How to complete this task:
The entries below are to be repeated exactly as they stand.

Saved entries
++++++++++++++++++++
PR #4337, opened 2017-02-26
fixes #18676 - don't ignore notification expiry

ohadlevy:
This also adds the ability to mass refresh expiry dates.

### DIFF
--- a/app/controllers/notification_recipients_controller.rb
+++ b/app/controllers/notification_recipients_controller.rb
@@ -6,7 +6,7 @@ class NotificationRecipientsController < Api::V2::BaseController
 
   def index
     @notifications = NotificationRecipient.
-      where(:user_id => User.current.id).
+      where(:user_id => User.current.id, :notification_id => Notification.active).
       order(:created_at).
       eager_load(:notification, :notification_blueprint)
 
--- a/app/models/notification.rb
+++ b/app/models/notification.rb
@@ -21,11 +21,11 @@ class Notification < ActiveRecord::Base
     :in => [AUDIENCE_USER, AUDIENCE_GROUP, AUDIENCE_TAXONOMY,
             AUDIENCE_GLOBAL, AUDIENCE_ADMIN]
   }, :presence => true
-  before_create :calculate_expiry, :set_notification_recipients,
+  before_create :set_expiry, :set_notification_recipients,
     :set_default_initiator
 
-  scope :active, -> { where('expired_at >= :now', {:now => Time.now.utc}) }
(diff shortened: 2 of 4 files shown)


app/models/notification.rb
```diff
@@ -48,8 +48,8 @@ def subscriber_ids
 
   private
 
-  def calculate_expiry
-    self.expired_at = Time.now.utc + notification_blueprint.expires_in
+  def set_expiry
```
dLobatog: A comment explaining that you want this value to be saved only once, when the Notification is created, would be useful. Otherwise I think it's going to lead people unfamiliar with the code to wonder why it's not `delegate :expired_at, :to => :notification_blueprint` instead.

Since it has the potential of override an existing attribute, I think it would be good to warn by naming it `set_expiry!`

app/controllers/notification_recipients_controller.rb
```diff
@@ -8,6 +8,7 @@ def index
     @notifications = NotificationRecipient.
       where(:user_id => User.current.id).
       order(:created_at).
+      joins(:notification).merge(Notification.active).
```
dLobatog: I think this can do without the `join`, by adding it to the `where`

`where(:user_id => User.current.id, :notification_id => Notification.active)`

app/models/notification_blueprint.rb
```diff
@@ -18,6 +18,14 @@ class NotificationBlueprint < ActiveRecord::Base
   validates :expires_in, :numericality => {:greater_than => 0}
   before_validation :set_default_expiry
 
+  def mass_update_expiry
```
dLobatog, line 21: I'd rather not add unused code if we can avoid it, is it used anywhere?

```
blueprint.notifications.map(&:set_expiry!) // is clear enough IMO to not need a method
```

dLobatog (changes requested):
@ohadlevy Left a few minor comments, particularly it took me a bit of time to understand why `expired_at` was not using delegation. Overall I agree it's a good change, thanks!

app/models/notification_blueprint.rb
ohadlevy: its used in the discovery notification pr - see https://github.com/theforeman/foreman_discovery/issues/328

ohadlevy: also, map will create a rails ar object, the approach is mass update on the db level.

ohadlevy:
@dLobatog:
1. removed the join to inner select
2. added a comment.
thanks for the review!

dLobatog (approved):

dLobatog:
Thanks @ohadlevy !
++++++++++++++++++++
Output:
PR #4337, opened 2017-02-26
fixes #18676 - don't ignore notification expiry

ohadlevy:
This also adds the ability to mass refresh expiry dates.

### DIFF
--- a/app/controllers/notification_recipients_controller.rb
+++ b/app/controllers/notification_recipients_controller.rb
@@ -6,7 +6,7 @@ class NotificationRecipientsController < Api::V2::BaseController
 
   def index
     @notifications = NotificationRecipient.
-      where(:user_id => User.current.id).
+      where(:user_id => User.current.id, :notification_id => Notification.active).
       order(:created_at).
       eager_load(:notification, :notification_blueprint)
 
--- a/app/models/notification.rb
+++ b/app/models/notification.rb
@@ -21,11 +21,11 @@ class Notification < ActiveRecord::Base
     :in => [AUDIENCE_USER, AUDIENCE_GROUP, AUDIENCE_TAXONOMY,
             AUDIENCE_GLOBAL, AUDIENCE_ADMIN]
   }, :presence => true
-  before_create :calculate_expiry, :set_notification_recipients,
+  before_create :set_expiry, :set_notification_recipients,
     :set_default_initiator
 
-  scope :active, -> { where('expired_at >= :now', {:now => Time.now.utc}) }
(diff shortened: 2 of 4 files shown)


app/models/notification.rb
```diff
@@ -48,8 +48,8 @@ def subscriber_ids
 
   private
 
-  def calculate_expiry
-    self.expired_at = Time.now.utc + notification_blueprint.expires_in
+  def set_expiry
```
dLobatog: A comment explaining that you want this value to be saved only once, when the Notification is created, would be useful. Otherwise I think it's going to lead people unfamiliar with the code to wonder why it's not `delegate :expired_at, :to => :notification_blueprint` instead.

Since it has the potential of override an existing attribute, I think it would be good to warn by naming it `set_expiry!`

app/controllers/notification_recipients_controller.rb
```diff
@@ -8,6 +8,7 @@ def index
     @notifications = NotificationRecipient.
       where(:user_id => User.current.id).
       order(:created_at).
+      joins(:notification).merge(Notification.active).
```
dLobatog: I think this can do without the `join`, by adding it to the `where`

`where(:user_id => User.current.id, :notification_id => Notification.active)`

app/models/notification_blueprint.rb
```diff
@@ -18,6 +18,14 @@ class NotificationBlueprint < ActiveRecord::Base
   validates :expires_in, :numericality => {:greater_than => 0}
   before_validation :set_default_expiry
 
+  def mass_update_expiry
```
dLobatog, line 21: I'd rather not add unused code if we can avoid it, is it used anywhere?

```
blueprint.notifications.map(&:set_expiry!) // is clear enough IMO to not need a method
```

dLobatog (changes requested):
@ohadlevy Left a few minor comments, particularly it took me a bit of time to understand why `expired_at` was not using delegation. Overall I agree it's a good change, thanks!

app/models/notification_blueprint.rb
ohadlevy: its used in the discovery notification pr - see https://github.com/theforeman/foreman_discovery/issues/328

ohadlevy: also, map will create a rails ar object, the approach is mass update on the db level.

ohadlevy:
@dLobatog:
1. removed the join to inner select
2. added a comment.
thanks for the review!

dLobatog (approved):

dLobatog:
Thanks @ohadlevy !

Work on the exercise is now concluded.